===== Dataset extract
Issue #98, opened 2026-09-07
AST: a synthesised external symbol is emitted once per reference and collides onto one IRI, so the app-root counter over-reports


ChristopherKahler:
Found by re-measuring #82 against `de301d5`, not by reading it. The instrument aborts unless the orphan count it derives equals the number the extractor itself printed, and it did not — that gap is this.

## What was measured

`ping-chat-hub`, 113 files, at `de301d5`:

```
# 89 entities attributed to the app root (no file node)   <- the extractor's counter
85                                                        <- nodes in the map carrying that sourceFile
```

The difference is exact and it is two IRIs, each declared three times:

```
3x  code:ping_chat_hub_runtimeerror
3x  code:ping_chat_hub_basehttprequesthandler
```

All six blocks are byte-identical — same label, `ops:sourceLine 0`, `ops:sourceFile` = the app root:

```turtle
code:ping_chat_hub_runtimeerror a ops:Function ;
    rdfs:label "RuntimeError" ;
    ops:sourceFile "/mnt/c/Users/Chris/Tools/ping-chat-hub" ;
    ops:sourceLine 0 ;
    ops:language "multi" ;
    ops:definedIn code:ping_chat_hub__mnt_c_Users_Chris_Tools_ping_chat_hub .
```

They are stand-ins for base classes that live outside the tree (`RuntimeError` from the standard library, `BaseHTTPRequestHandler` from `http.server`), synthesised once per subclass site. `85 + 4 = 89` reconciles the counter to the map exactly.

`claude-coop` (108 files) has **zero** duplicates and zero `sourceLine 0` nodes, and its counter and node count agree at 1,154. Whether this is visible at all is tree-dependent, which is why it survived #66.

## Why it matters

1. **The counter counts attributions, not nodes.** Still the right tripwire — it is the number of times the fallback was taken — but not the number a reader will find in the map. The 0.14.2 changelog wording is being corrected in the #83/#84/#89 PR to say so.
2. **`base ast query --contains RuntimeError` answers with one node standing for three call sites.** Not yet measured as a user-visible bug; it follows from the collision.
3. **#82's proposed fix cannot clear these.** A transitive containment walk resolves entities that are contained by something. These are contained by nothing and have no location in the tree, so they will still be on the app root after #82 lands, and #82's before/after cannot be read cleanly until that is decided.

## The decision this needs

One of:

[...]

Issue #85, opened 2026-09-07
CI: nothing runs the Python AST tests


ChristopherKahler:
Found while building #66. `scripts/ast/test_file_attribution.py` and `scripts/ast/test_gitignore_collect.py` exist and pass, and **nothing runs them**. A full-tree grep for `test_file_attribution`, `test_gitignore_collect`, `scripts/ast/test` and `pytest` matches only the two files' own docstrings. `.github/workflows/ci.yml` runs `cargo test` plus the release rehearsal, `release-invocations`, and an advisory `clippy`. No job installs Python or invokes either script.

That is how the extension drift in #66 survived: the regression guards for this exact area were hand-run only.

#66 covers the part that needs no dependencies — `tests/ast_extension_registry.rs` shells `python3` for the drift assertion and the `.baseignore` rows, which need stdlib only (the tree-sitter grammars load lazily), so they ride the existing required `cargo test` at no extra CI cost.

The rows that DO need grammars (per-extension attribution, the fallback counter, the CLI read-back) still run only in `verification/base-0.14.2/ast_attribution_0142.sh` by hand. Wiring them into CI means a job that installs the 28 wheels in `scripts/ast/requirements.txt` on every PR. Deferred out of the 0.14.2 round deliberately, since it is a shared-file edit and a per-PR cost.

Issue #82, opened 2026-09-07
AST: file membership walks containment one hop, so nested entities are attributed to the app root


ChristopherKahler:
Found while building #66, which added the counter that makes this measurable. Not caused by that change: it reproduces on `972996a` with `.cpp`, an extension that was **always** a file node.

`_build_file_membership` (`scripts/ast/ttl_serializer.py:229`) maps an entity to its file by walking `contains` edges **one hop** from a file node, plus `method` (class to method) and `rationale_for`. Anything deeper has no file and falls back to the app root.

Reproduction on `972996a`, a single `x.cpp`:

```
rdfs:label "x.cpp"    ops:sourceFile "x.cpp"
rdfs:label "CppOnly"  ops:sourceFile "x.cpp"
rdfs:label "f"        ops:sourceFile "<app root>"     <-- the struct's own member function
```

After #66 this is what remains on real trees. Shapes of the 89 residual orphans on a 113-file tree:

```
  36  inbound contains (from a markdown heading, not from the file)
  27  outbound 
ationale_for
  18  inbound and outbound contains (a mid-level heading)
   7  inbound inherits
   1  inbound calls + inherits
```

Two trees measured after #66: 89 of 2,807 (3.2%) and 1,154 of 2,027 (56.9%). The second is markdown-heavy, where deep heading nesting is normal, which is why the percentage is so much larger.

The fix is a transitive walk to a fixed point rather than a fixed set of relations, but it changes attribution for a lot of entities at once, so it wants its own change and its own before/after.

`base sync --ast` now prints `# N entities attributed to the app root (no file node)` when this happens, so the number is visible without instrumentation.

ChristopherKahler:
## The floor: a transitive walk can reach 81 of the 89, not 89

Recorded before anyone measures a before/after, because otherwise the first one grades
itself against a target that was never reachable.

**#98 is now ruled — option C, deduplicate at emission** (see
https://github.com/ChristopherKahler/base/issues/98#issuecomment-5578081785). That changes
nothing about this issue's scope: C fixes the **counter's arithmetic**, this issue fixes
**attribution**. They do not overlap.

What C does do is make this issue's before/after **readable**. While the counter reported 89
and the map held 85 nodes, a diff could not tell you whether a change had moved nodes or
moved attributions. With emission deduplicated, those two numbers agree and a delta means
one thing.

### Why 81, from this issue's own breakdown

| shape | count | reachable by a transitive containment walk? |
|---|---:|---|
[...]

PR #99, opened 2026-09-08
fix(ast): every parsed extension has a language, a component's script block is read, and a background map build can say what it could not do (#83 #84 #89)

### LINKED ISSUE #83: AST: LANG_MAP is a third extension list and has drifted from the parser table
#66 removed the drift between `_DISPATCH` (what is parsed) and `_FILE_EXTS` (what counts as a file) by deriving the second from the first. There is a **third** list that was not touched: `LANG_MAP` at `scripts/ast/onto_ast.py:15`, 48 entries, which fills `ops:language`.

Measured on `972996a`:

```
in LANG_MAP but never parsed : .psm1  .zsh
                               (.blade.php is legitimate - special-cased in _get_extractor)
parsed but no LANG_MAP entry : 21, including .mjs .vue .kts .mdx .gradle .inc .toc .luau
                               and every Fortran spelling
```

Lower stakes than #66: `LANG_MAP` is only consulted in single-file (non-`--full`) mode, so a whole-app map is unaffected and a missing key degrades to `"unknown"` rather than to a wrong file. But it is the same disease — hand-kept lists that must agree, with nothing asserting that they do — and `.psm1`/`.zsh` claim support for languages that are never parsed.

### LINKED ISSUE #84: AST: .vue is in the dispatch table but extract_js cannot read a single-file component
`.vue` maps to `extract_js` (`scripts/ast/extractor.py`). A real Vue SFC wraps its script in `<script>` tags, which the JavaScript grammar cannot parse, so the file yields a file node and no entities.

Measured on the #66 branch, three files in one tree:

```
ctrl.js    (plain JS)              -> jsFn      attributed to ctrl.js
plain.vue  (plain JS, no tags)     -> plainFn   attributed to plain.vue
sfc.vue    (<script> ... </script>) -> file node only, no entities
```

So `.vue` **attribution** works after #66 (the middle row proves it), but `.vue` **extraction** only works for a file that is not actually an SFC. Support is nominal today.

Options are a real `tree-sitter-vue` grammar, or pre-stripping the `<script>` block and handing the contents to `extract_js`. Either way it should be a deliberate choice rather than an entry in the table that quietly does nothing.

### LINKED ISSUE #89: AST: notices from a background refresh reach nobody; persist them for session start
A background AST refresh cannot tell anyone anything. Both paths that start one discard the child's output on purpose:

```
src/hook/automap.rs  spawn_sync:    .stdout(Stdio::null()).stderr(Stdio::null())
src/ast_repo.rs:53   git hook body: base sync --ast --yes --target . >/dev/null 2>&1 &
```

That is the right default for a detached process nobody is watching, and #66 does not change it. But it means the notices the extractor writes reach a person only when they run `base sync --ast --yes` themselves in a terminal:

- `# N entities attributed to the app root (no file node)` (#66)
- `# Skipped <file>: <error>` — a file the extractor could not parse
- `# Extracting N files from <target>`

The Stop hook is the path that runs most often, so in practice the counter that #66 added is silent exactly where a drift would first show up. A tree can accumulate skipped files and misattributed entities for weeks and say nothing.

The failure case is already handled and is the model to copy: a failed build writes `.base-ast/.last-error` and session start reads it back (`session_start_notice`). The success case needs the same treatment — write the notices to something like `.base-ast/.last-notices` next to the marker files, and have session start surface them when they are non-empty and newer than the last one shown. Keeping it quiet when there is nothing to say matters as much as showing it; a line on every turn is noise, and the 0.14.1 work went the other way deliberately.

Worth deciding at the same time: whether a skipped-file count belongs in `base doctor`, which already reports hook failures and inert triggers and is the surface a person checks when something looks wrong.

No milestone.

ChristopherKahler:
Closes #83. Closes #84. Closes #89.

Scope was fixed at G0: #82 is deferred (it re-attributes 1,154 of 2,028 entities on one real tree and needs #98's decision first) and #85 is out (its own body defers it, and the drift guard it wanted already rides `cargo test`).

**Every claim below was re-measured against `de301d5` rather than taken from the issues, and five of the issues' own claims did not survive that.** The details are in the fork doc; the load-bearing ones are here.

## #83 — `LANG_MAP` was a third hand-kept list

`_DISPATCH` says what is parsed, `_FILE_EXTS` says what counts as a file, and `LANG_MAP` says what language a file is. #66 derived the second from the first and left the third alone — then widened its gap, adding `.cjs` to the parser table and not to the map.

Measured on `de301d5`: **22** parsed extensions had no entry and reached the graph as `"unknown"` — `.mjs`, `.cjs`, `.vue`, `.mdx`, `.kts`, `.gradle`, `.luau`, `.toc`, `.inc`, every capitalised Fortran spelling, every Delphi and Lazarus form. Two entries pointed the other way: `.psm1` and `.zsh` were listed as powershell and bash and were parsed by nothing.

The map derives now. **32 of the 33 extractors serve exactly one language**, so the language belongs to the extractor; only `extract_js` serves several and those are named in `_EXT_LANG`. A new dispatch entry gets a language for free, and one whose extractor has no language **raises at import** rather than filling maps with `"unknown"` — the same choice `_parsed_extensions` makes. `.psm1` and `.zsh` are parsed for real rather than delisted; the extractors for both were already correct.

`_DISPATCH` is 69 and `LANG_MAP` is 70 because **`.blade.php` is not a suffix** — `_get_extractor` matches it on the full filename (`extractor.py:7421`), so it can never be a dispatch key. The harness asserts the mapped-but-unparsed set is *exactly* `[".blade.php"]`, so any other difference goes red.

## #84 — the issue's central claim did not reproduce, and the truth is worse

The issue said an SFC yields a file node and no entities. On `de301d5` it yields two. What is actually happening is arbitrary:

| file | ext | inside `<script>` | before |
|---|---|---|---|
| `a_obj.vue` | `.vue` | `export default { methods: {…} }` | `aObjMethod()` |
| `b_fn.vue` | `.vue` | `export let bName;` + `function bFn()` | `bFn()` |
| `c_obj.svelte` | `.svelte` | `export default { methods: {…} }` | `cObjMethod()` |
| `d_fn.svelte` | `.svelte` | `export let dName;` + `function dFn()` | **none** |
| `e_fnonly.vue` | `.vue` | `function eFn()` only | **none** |

`b_fn.vue` and `d_fn.svelte` have **identical script contents**. `b_fn.vue` and `e_fnonly.vue` are the same extension and differ by one `export let` line. The outcome tracked neither the extension nor the code — it was tree-sitter's error recovery over the surrounding markup, and the under-report was silent: the file appeared in the map with its functions missing.

`.svelte` is in this because `extract_svelte` was already `_extract_generic(_JS_CONFIG)` plus an imports regex — the same JS path `.vue` takes.

The script block is now isolated before parsing. **The markup is blanked rather than removed**, byte for byte with newline positions kept, so every offset and line number the parser reports still points at the real file and `ops:sourceLine` needs no bookkeeping. A file with no `<script>` block is parsed whole, so a `.vue` file that is plain JavaScript keeps working. All six fixture files now yield their function.

`.astro` has the same shape — its own docstring says so and #850 tracks it — and is deliberately not covered: its code is in `---` frontmatter, not a `<script>` block.

## #89 — four discard sites, one fix

The issue named two paths that throw away a background build's output. There are **four**: `spawn_sync` (`automap.rs:1150`), `first_contact_wait` (`:463`), `delegate_wsl_contact` (`:600`), and the git hook `ast_repo` writes. `first_contact_wait` is the worst to lose — it is the **first** map of a tree, the run with the most to report.

All four spawn the same `base sync --ast --yes`, so the fix is in the child and none of the four had to change. On success it writes the notices worth keeping to `.base-ast/.last-notices`, the mirror of the `.last-error` a failed build already leaves, and session start reads them back in one line.

What is kept is deliberate: the app-root counter and `# Skipped <file>` are facts about this tree; `# Extracting N files` is written by every successful run and would become a permanent banner. **A clean run deletes the record** so silence stays reachable. The same set is shown once; a changed set is shown again. The notice is reported last, after the map's own lines.

## Evidence

`verification/base-0.14.2/ast_followups_0142.sh`, **25 PASS / 0 FAIL / 0 SKIP**:

| row | measured |
|---|---|
| R0 | md5 of the harness and all four extractor scripts on both shas; aborts if the branch extractor is unchanged |
| #83 | `de301d5` **gap 22** → **gap 0**, `unknown []`, `.psm1`/`.zsh` parsed |
| #84 | RED `d_fn.svelte=NONE` / `e_fnonly.vue=NONE` → all six green |
| **A1a** must-not-move | on a tree with no `.vue`/`.svelte` the two maps are **byte-identical** (92 lines) |
| **A1b** must-move | SFC map 77 → 93 non-empty lines; labels only in the branch map are **exactly** `dFn()` and `eFn()`; no already-extracting symbol moved |
| #89 | the binary carries `.last-notices` and the extractor it **resolves** is md5-equal to the branch's; a real `--yes` sync prints `# 5 entities attributed to the app root` and leaves exactly that in `.last-notices`; `# Extracting` is not persisted; a clean tree leaves no file |

The byte-identity leg is split in two on purpose: one combined leg would let a real regression hide inside an intended change.

Local on `86d848b`: `TEST_RC=0 CLIPPY_RC=0 REL_RC=0`. 13 grammar-free tests ride `cargo test` — the drift assertion, a proof that an unmapped extractor raises and names both the extension and the function, the SFC offset preservation, and five on the notices.

One test exists because the fix could have broken something quietly: there are **two** functions named `session_start_notice` (`update/mod.rs:729` and `automap.rs:331`) and `hook::session_start` calls them four lines apart. Both are now pinned by their distinct signatures, so replacing the wrong one stops compiling.

## Four instrument bugs, every one found by the harness refusing to report

None was found by reading it, and each would have produced a confident wrong number.

1. Fixtures under `~/.cache` extract **zero** files — `detect.py` treats it as a noise directory — so the byte-identity leg "passed" comparing two empty files.
2. `strings BIN | grep -q` under `set -o pipefail` fails **on a match**: `-q` exits at the first hit, `strings` takes SIGPIPE. It aborted on a binary that carried the symbol.
3. `base sync --ast` resolves `~/.base-gbl/scripts/ast/` **before** the checkout (`cli.rs:2047`), so the end-to-end row was driving the machine's *installed* extractor and read the missing notice as a defect in the branch.
4. The fake HOME that fixed (3) then hid `~/.local/lib/python3.12/site-packages`, where the grammars live; the extractor died on `No module named tree_sitter` and the row still reported "no notices". Now the grammars are resolved before HOME moves, **and a non-zero exit is reported as a failed build with its traceback**.

The fourth is the general one: a fixture that cannot run looks exactly like a feature that does not work.

## Also in this PR

A correction to what this round already wrote. #66's changelog paragraph says the extractor prints how many entities it could not place, which reads as a node count. It is an **attribution** count: on `ping-chat-hub` at `de301d5` it prints **89** and the map holds **85** such nodes, because two synthesised external base classes are each emitted three times under one IRI and collapse. The count is still the right tripwire — it is the number of times the fallback was taken — but it is not the number a reader will find, and the sentence now says so. The underlying defect is filed as **#98** with the decision it needs.

## Rebase

Rebased from `86d848b` on `de301d5` onto `e62c91b` (#90). One conflict, the 0.14.2 note, resolved from the index — and carefully, because this change both appends paragraphs **and** corrects a sentence inside an existing one, so a tail-append resolution would have silently dropped the correction. The result is asserted to carry both.

The compiled evidence transfers without a rebuild: the non-changelog delta is byte-identical across the rebase, **45,408 bytes, md5 `e534e2f91e806ff7b30cc46073398636`** on both sides.

---
https://claude.ai/code/session_0158ifmeAAhM7RFdpHBTxpi9


ChristopherKahler (commented):
APPROVE — merge-rule line 6, reviewed by shrike on `bada708`. All four questions answered from the tree; no re-run, auk's 25/0/0 on two heads stands.

**(a) `LANG_MAP` is genuinely derived — the class is closed, not the instance.**
`onto_ast.py` imports `_DISPATCH` from `extractor` and builds the map at import:
`_build_lang_map()` walks `_DISPATCH.items()`, resolves each extractor by
`__name__` through `_EXTRACTOR_LANG`, and collects anything unresolved into
`unknown`. If `unknown` is non-empty it raises `RuntimeError` naming the
offending `ext -> extractor`. So a new `_DISPATCH` entry either inherits a
language for free or fails loudly at import — it cannot reach the graph as
`"unknown"`, which was #83.

The one hand-kept table left, `_EXTRACTOR_LANG`, is keyed by **extractor**, not
by extension, so it cannot drift per-extension the way the old third list did;
and `_EXT_LANG` is a per-extension override for extractors serving several
languages, documented with `.blade.php` (matched by `_get_extractor`, not a
`_DISPATCH` key). That is the right shape.

Pinned by `every_parsed_extension_has_a_language`, which asserts the gap and the
extra set are both empty, that nothing maps to the literal `"unknown"`, and
`n >= 60` so a collapsed map fails rather than trivially passing.

**(b) The #84 SFC pre-strip handles all three cases asked about.**
`blocks = list(_SCRIPT_BLOCK.finditer(source))` — **`finditer`, so every script
block**, not the first. `_SCRIPT_BLOCK` is
`rb"<script\b[^>]*>(.*?)</script\s*>"` with `DOTALL|IGNORECASE`, and `[^>]*`
accepts any attributes, so `<script setup>` and `<script lang="ts">` both match.
Offsets survive: the output is a space-filled buffer of identical length with
newlines preserved, so `ops:sourceLine` stays correct with no bookkeeping.
`None` on a file with no script block keeps the plain-JavaScript `.vue` path
working.

One limitation worth naming rather than leaving implicit: the match is byte-level
regex, so a literal `<script>` inside an HTML comment or a template string in the
markup would be treated as a block. Not a blocker — it fails toward parsing more,
not less — but it is the edge this approach carries.

**(c) #89 does better than covering four sites — it removes the dependency on printing.**
The four background paths (`spawn_sync`, `first_contact_wait`,
`delegate_wsl_contact`, and the `ast_repo` git hook) all give the child
`Stdio::null()` or `/dev/null`, and that is unchanged and deliberate. Instead of
teaching each one to echo, `record_notices` writes `.base-ast/.last-notices`
beside the map and `pending_notices` reads it at session start. All four spawn
the same `base sync --ast --yes`, so the **child** writes the file and none of
the four callers had to learn anything. That is the class closed rather than four
instances patched.

`notable_notices` keeps only "attributed to the app root" and `# Skipped `, and
`record_notices` **removes** the file when there is nothing to report rather than
writing an empty one — silence stays reachable, which is what stops this becoming
the permanent banner #20 was about.

**The `session_start_notice` collision is handled and pinned.** Two functions:
`update/mod.rs:729` (no arguments) and `hook/automap.rs:331` (takes `cwd`), called
four lines apart at `session_start.rs:87` and `:122`. Both call sites are **fully
path-qualified** with no `use` import, and the arities differ, so neither can
silently resolve to the other. `tests/ast_notices_test.rs` pins both by their
distinct signatures under auk's A2 amendment.

**(d) Four of the five new tests discriminate; one is a boundary case.**
`only_the_notices_worth_saying_are_kept`, `a_clean_run_clears_the_record`,
`a_notice_is_shown_once_and_a_changed_one_again` and `several_notices_become_one_line`
all assert behaviour that does not exist without the fix — a written
`.last-notices`, its removal on a clean run, once-only delivery with re-delivery
on change, and `(+2 more)` collapsed to a single line.

`no_record_is_silent` is the exception and should be read as what it is: a stub
`pending_notices` returning `None` unconditionally would pass it. It is a
correctly-labelled silence boundary, not evidence the feature works, and the
other four carry the discrimination. Worth stating so no one later counts it as
five discriminating tests.

Nothing blocking. The two notes above (the byte-level `<script>` match, and the
one non-discriminating test) are for the record, not changes I am asking for.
==========
> **Task goal**:
Using the records above, copy word for word the line with "fix(ast): every parsed", the line with "### LINKED ISSUE #83: AST: LANG_MAP", and every line between them.

> **Response**:
fix(ast): every parsed extension has a language, a component's script block is read, and a background map build can say what it could not do (#83 #84 #89)

### LINKED ISSUE #83: AST: LANG_MAP is a third extension list and has drifted from the parser table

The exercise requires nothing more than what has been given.